• [The records]
------------------------------------------------

PR #2908, opened 2025-12-10
post release fixes

hgschmie:
- **Various fixes, found during the 3.51 release**
- **change deprecated systemProperty config entries**

### DIFF
--- a/cache/caffeine-cache/src/it/test-caffeine-cache/pom.xml
+++ b/cache/caffeine-cache/src/it/test-caffeine-cache/pom.xml
@@ -125,9 +125,9 @@
                     <dependenciesToScan>
                         <dependency>org.jdbi:jdbi3-core:*:tests</dependency>
                     </dependenciesToScan>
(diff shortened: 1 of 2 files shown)


native-tests/pom.xml
```diff
@@ -88,6 +71,12 @@
             <groupId>org.jdbi</groupId>
             <artifactId>jdbi3-guice</artifactId>
             <scope>test</scope>
+            <exclusions>
```
stevenschlansker, line 74: Hm. When I tried this before, I got an error that exclusions must be removed from managed dependencies. Why is this now valid for you?!

stevenschlansker (approved):

native-tests/pom.xml
stevenschlansker: Maybe now we skip the build check that catches this.

hgschmie: I turned off the checker in line 31. :-)

PR #2912, opened 2025-12-12
Fix name of parameter in Spring Annotation Example.

michael-simons:


michael-simons:
Thank you folks for a very nice library with great docs :)

PR #2922, opened 2026-02-11
Bump basepom to 68

hgschmie:
- remove no longer needed PMD.UnnecessaryCast suppressions
- turn off "PublicMemberInNonPublicType" warnings, changes here may affect our public API


stevenschlansker:
Oh! the page only partly loaded so I wasn't seeing all changes - refreshing fixed it. Looks good.

PR #2924, opened 2026-02-14
Fix for Issue-1003 [Add an Oracle plugin for untyped nulls]

### LINKED ISSUE #1003: Add an Oracle plugin for untyped nulls
Per SO question: https://stackoverflow.com/questions/48254280/why-does-jdbi-bind-fail-with-function-as-parameter/48255296#48255296

Oracle does not allow `Types.OTHER` for untyped nulls, but it does allow `Types.NULL` (even though it's not a data type constant). We should add an Oracle plugin that calls `Arguments.setUntypedNullArgument(new NullArgument(Types.NULL))`.

hgschmie:
## Summary
- Adds `OraclePlugin` class in the `oracle12` module that configures `Arguments.setUntypedNullArgument` to use `new NullArgument(Types.NULL)` instead of the default `Types.OTHER`
- Oracle does not allow `Types.OTHER` for untyped null values but accepts `Types.NULL`
- Follows the pattern of other database plugins (H2DatabasePlugin, SQLitePlugin, etc.) by extending `JdbiPlugin.Singleton`
- Includes unit tests verifying the configuration

Fixes #1003

## Test plan
- [ ] Unit test verifies that installing OraclePlugin changes the untyped null argument from Types.OTHER to Types.NULL
- [ ] Unit test verifies singleton equality behavior
- [ ] Verify no regressions in oracle12 module tests

Generated with [Claude Code](https://claude.com/claude-code)

### DIFF
--- a/oracle12/src/test/java/org/jdbi/v3/oracle12/TestOraclePlugin.java
+++ b/oracle12/src/test/java/org/jdbi/v3/oracle12/TestOraclePlugin.java
@@ -1,0 +1,51 @@
+/*
+ * Licensed under the Apache License, Version 2.0 (the "License");
+ * you may not use this file except in compliance with the License.
+ * You may obtain a copy of the License at
+ *
+ * http://www.apache.org/licenses/LICENSE-2.0
+ *
+ * Unless required by applicable law or agreed to in writing, software
+ * distributed under the License is distributed on an "AS IS" BASIS,
+ * WITHOUT WARRANTIES OR CONDITIONS OF ANY KIND, either express or implied.
+ * See the License for the specific language governing permissions and
+ * limitations under the License.
+ */
+package org.jdbi.v3.oracle12;
+
+import java.sql.Types;
+
+import org.jdbi.v3.core.Jdbi;
+import org.jdbi.v3.core.argument.Arguments;
+import org.jdbi.v3.core.argument.NullArgument;
+import org.junit.jupiter.api.Test;
+
+import static org.assertj.core.api.Assertions.assertThat;
+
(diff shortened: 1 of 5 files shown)


oracle12/src/test/java/org/jdbi/v3/oracle12/TestOraclePlugin.java
```diff
@@ -0,0 +1,51 @@
...
+
+        // before installing the plugin, the default is Types.OTHER
+        NullArgument defaultNull = (NullArgument) jdbi.getConfig(Arguments.class).getUntypedNullArgument();
+        assertThat(defaultNull.getSqlType()).isEqualTo(Types.OTHER);
+
+        jdbi.installPlugin(new OraclePlugin());
+
+        // after installing the plugin, the untyped null uses Types.NULL
+        NullArgument oracleNull = (NullArgument) jdbi.getConfig(Arguments.class).getUntypedNullArgument();
+        assertThat(oracleNull.getSqlType()).isEqualTo(Types.NULL);
```
stevenschlansker, line 41: While this tests that the oracle plugin behaves as requested, it does not seem to actually verify the assertion that the type must be `Types.NULL`. I assume this assertion is correct?

stevenschlansker (approved):

oracle12/src/test/java/org/jdbi/v3/oracle12/TestOraclePlugin.java
hgschmie: I will ask it to write an integration test with the oracle container.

------------------------------------------------

• [Instructions to follow] The response must hold only the lines above from the line with "post release fixes" through the line with "</dependenciesToScan>", each copied exactly, both ends kept.

• [Response area]
post release fixes

hgschmie:
- **Various fixes, found during the 3.51 release**
- **change deprecated systemProperty config entries**

### DIFF
--- a/cache/caffeine-cache/src/it/test-caffeine-cache/pom.xml
+++ b/cache/caffeine-cache/src/it/test-caffeine-cache/pom.xml
@@ -125,9 +125,9 @@
                     <dependenciesToScan>
                         <dependency>org.jdbi:jdbi3-core:*:tests</dependency>
                     </dependenciesToScan>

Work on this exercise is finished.